= Frederick Golden Short =

British painter (1863–1936)

Frederick Golden Short (1863–1936) was a British painter, who specialized in landscapes. Short was born in Lyndhurst, which is situated in the New Forest National Park in Hampshire. Growing up in such close proximity to the New Forest, this is a common subject of his paintings. Short worked primarily with oil paint, and occasionally watercolor.

Short exhibited at the leading galleries of the time, including The Royal Academy of Arts, The Royal Society of British Artists, the Royal Institute of Oil Painters, The Royal Institute of Painters in Water Colours, and the New Gallery.

As well as an exhibition painter, Short created illustrations for books and publications.

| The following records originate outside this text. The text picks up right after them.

PR #7364, opened 2016-09-19
[AArch64] Fixes double comparison for NAN.

dave-estes:
Fixes:
  test/slow/php7_bcbreak/7/int_semantics/nan_inf_cast.php

### DIFF
--- a/hphp/runtime/vm/jit/abi-arm.h
+++ b/hphp/runtime/vm/jit/abi-arm.h
@@ -89,6 +89,27 @@ inline vixl::VRegister x2v(PhysReg x64reg) {
   return vixl::VRegister(vixl::CPURegister(x64reg));
 }
 
+/*
+ * ARM    int meaning                   fp meaning                         JIT mapping        JIT meaning
+ * ------------------------------------------------------------------------------------------------------------------
+ * eq     equal                         equal                              CC_E/CC_Z          equal
+ * ne     not equal                     not equal or unordered             CC_NE/CC_NZ        not equal
+ * cs/hs  carry set                     greater than, equal, or unordered  CC_AE/CC_NB/CC_NC  unsigned higher or same
+ * cc/lo  carry clear                   less than                          CC_B/CC_NAE        unsigned lower
+ * mi     minus, negative               less than                          CC_S               minus (sign set)
+ * pl     plus, positive, or zero       greater than, equal, or unordered  CC_NS              plus (sign clear)
+ * vs     overflow                      unordered                          CC_O               overflow set
+ * vc     no overflow                   ordered                            CC_NO              overflow clear
+ * hi     unsigned higher               greater than, or unordered         CC_A/CC_NBE        unsigned higher
+ * ls     unsigned lower or same        less than or equal                 CC_BE/CC_NA        unsigned lower or same
+ * ge     signed greater than or equal  greater than or equal              CC_GE/CC_NL        signed greater or equal
+ * lt     signed less than              less than, or unordered            CC_L/CC_NGE        signed less than
+ * gt     signed greater than           greater than                       CC_G/CC_NLE        signed greater than
+ * le     signed less than or equal     less than, equal, or unordered     CC_LE/CC_NG        signed less or equal
+ * al     always (not used)             always (not used)                  CC_P               parity
+ * nv     not valid                                                        CC_NP              no parity
+ */
+
 inline vixl::Condition convertCC(jit::ConditionCode cc) {
   assertx(cc >= 0 && cc <= 0xF);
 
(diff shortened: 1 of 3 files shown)


mxw:
All of this needs to go under ARM-specific lowering unless there's are specific reasons why that's impossible or immensely cumbersom.

dave-estes:
I'll see what I can cook up to refactor this so that these differences when handling NaN in comparisons on ARM are lowered into vasm-*.[cpp/h] and abi-*.[cpp/h].

hphp/runtime/vm/jit/abi-arm.h
```diff
@@ -89,54 +89,80 @@ inline vixl::VRegister x2v(PhysReg x64reg) {
   return vixl::VRegister(vixl::CPURegister(x64reg));
 }
 
+/*
```
dave-estes: Is this table a valid exception case for going beyond 80 columns?

hphp/runtime/vm/jit/irlower-cmp.cpp
```diff
@@ -241,16 +241,23 @@ void cgCmpDbl(IRLS& env, const IRInstruction* inst) {
...
+    // On ARM, CC_L => lt, which for FP is true for lower or unordered
+    v << cmovq{CC_L, sf, v.cns(1), v.cns(-1), tmp};
+    v << cmovq{CC_E, sf, tmp, v.cns(0), d};
+  } else {
+    auto const tmp1 = v.makeReg();
+    auto const tmp2 = v.makeReg();
+    v << cmovq{CC_A, sf, v.cns(-1), v.cns(1), tmp1};
+    v << cmovq{CC_NE, sf, v.cns(0), tmp1, tmp2};
+    v << cmovq{CC_P, sf, tmp2, v.cns(-1), d};
+  }
```
dave-estes: I can actually implement this for ARM using the same three cmovq with the exception of the third which will use a CC_O for ARM vs. the CC_P. However, implementing it with two cmovq's leverages ARM's special unordered condition codes to eliminate the third explicit check for an unordered result. I assumed it's OK to have some lightly platform-specific code in here base another precedent earlier in the file. See 214-226 above.

With that said, I can easily revert back to using the three cmovqs for ARM too and then I'll just implement some special CC codes with switched implementations for the different platforms in their abi-xx files. Just let me know.

hphp/runtime/vm/jit/irlower-conv.cpp
```diff
@@ -198,17 +198,23 @@ void cgConvDblToInt(IRLS& env, const IRInstruction* inst) {
   v << cvttsd2siq{src, d};
   v << cmpq{indef, d, sf};
 
+  // For ARM, use the cc which ignores unordered results for the first
+  // condition. Then use the ARM equivalent cc to check for the unordered
+  // result in the second condition.
+  ConditionCode cc_nb = (arch() == Arch::ARM) ? CC_GE : CC_NB;
+  ConditionCode cc_p = (arch() == Arch::ARM) ? CC_O : CC_P;
```
dave-estes: Similar to my comment above, if we need a more portable way to represent these special condition codes for ARM, I can add a mechanism to look these up in the abi-xx files for each platform. I didn't in this patch, because I *feel* that the reduced complication of this new patch made these uses of `arch() ==` much more palatable than the previous patch. As I said earlier though, I'm happy to do it. Just let me know.

mxw: Is it just coincidental that you can just use different CC's here?  That is, does `CC_GE` on ARM not actually do the same thing as `CC_NB` on x64, but it just so happens that we can still just do two checks and get the same semantics?

dave-estes: I'd say that this new fix boils down to the inherent differences with ARM. Firstly, there is not parity bit. Instead if providing an explicit flag and then simple condition codes to test that flag, ARM provides multiple sets of condition codes that allow you to test >= without concern for unordered results and then with concern for unordered results.

Secondly, many of the ARM condition codes have multiple meanings depending on whether the context for the comparison was int or fp.

The table I added to abi-arm.h is a great reference for the ARM cc's, their meanings, and how we've mapped them to the JIT cc's and the JIT cc meanings.

With that background out of the way, the first conditional assignment of  `cc_nb` above sets it to `CC_GE` for ARM, because that maps to the ARM cc (ge) which doesn't take into account unordered results. This code here in irlower-conv.cpp doesn't consider unordered results in the first test using `cc_nb`. The second conditional assignment of `cc_p` above sets it to `CC_O` for ARM, because that it is mapped to `vs`, which is normally the overflow test in the integer context, but for the fp context it indicates an unordered result.

I tried to work this out in the actual mapping from ARM to JIT cc's, but the dual meaning of ARM cc's made it tough. I also considered introducing a new group of JIT cc's that would allow us to capture the semantics of ARM's different cc's that are concerned with unordered results too, but I thought this was way to heavy-handed.

Anyhow, my understanding of x86_64 cc's is shaky at best, so if indeed X64 is more similar to ARM than I think, then perhaps this can actually be solved in a more portable way through mapping and/or adding new JIT cc's.

And to answer your question, I wouldn't call it a coincidence, per se, but it sure is funny how such a simple change fixed the problem. Switching on Arch::ARM in the location which is producing the checks is a subtle way to take into account the context of operations being performed at that location.

mxw:
Sorry for the radio silence here; I need to sink some time into thinking about this.  I'll try to do that soon.

swalk-cavium:
Will this change fix
hphp/test/slow/php7_bcbreak/7/int_semantics/nan_inf_cast.php FAILED (4.78s)
it looks to be in the correct area.

dave-estes:
Sure will, @swalk-cavium, but as you can tell from the discussion it introduced some porting code to the irlower layer and we want to try to avoid that. @mxw is keeping this alive for reference while I work out the other solution.

That other solution is being rolled into what I was calling an Undef SF pass. As we discussed a bit on the last AArch64 call, that pass is being redesigned to be much more general. Just thought I'd mention this because I have a working patch for that pass that I intended to push this week. I'll try to make sure I mention @swalk-cavium and @ptomsich because the pass fixes the complicated mapping of condition codes between JIT (x64) and AArch64 as well as tracks exactly which status flags bits need to be synthetically set. This drastically improves the implementation of imul and many other instructions.

dave-estes:
Hey Folks. This is the PR to which I was referring: https://github.com/facebook/hhvm/pull/7481

mxw:
I'm going to close this because @dave-estes's flags-weakening pass is up, but feel free, all, to let me know if you think this should be re-opened and reconsidered.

His work made an appearance in Good Words, Volume 23 (1882). He created 70 illustrations for Sylvan Winter, (1886) by Francis George Heath, as well as 18 illustrations for Autumnal Leaves (1885) by the same author. According to Heath in Sylvan Winter:

"The Artist [Short] living amidst the most beautiful woodland scenery in this country, had learnt his art from the great book of Nature, with a touch which no mere art-training could give."

Today his art is widely collected and is held in collections such as Astley Hall Museum and Art Gallery, Southampton City Art Gallery, Russell-Cotes Art Gallery & Museum, and many more.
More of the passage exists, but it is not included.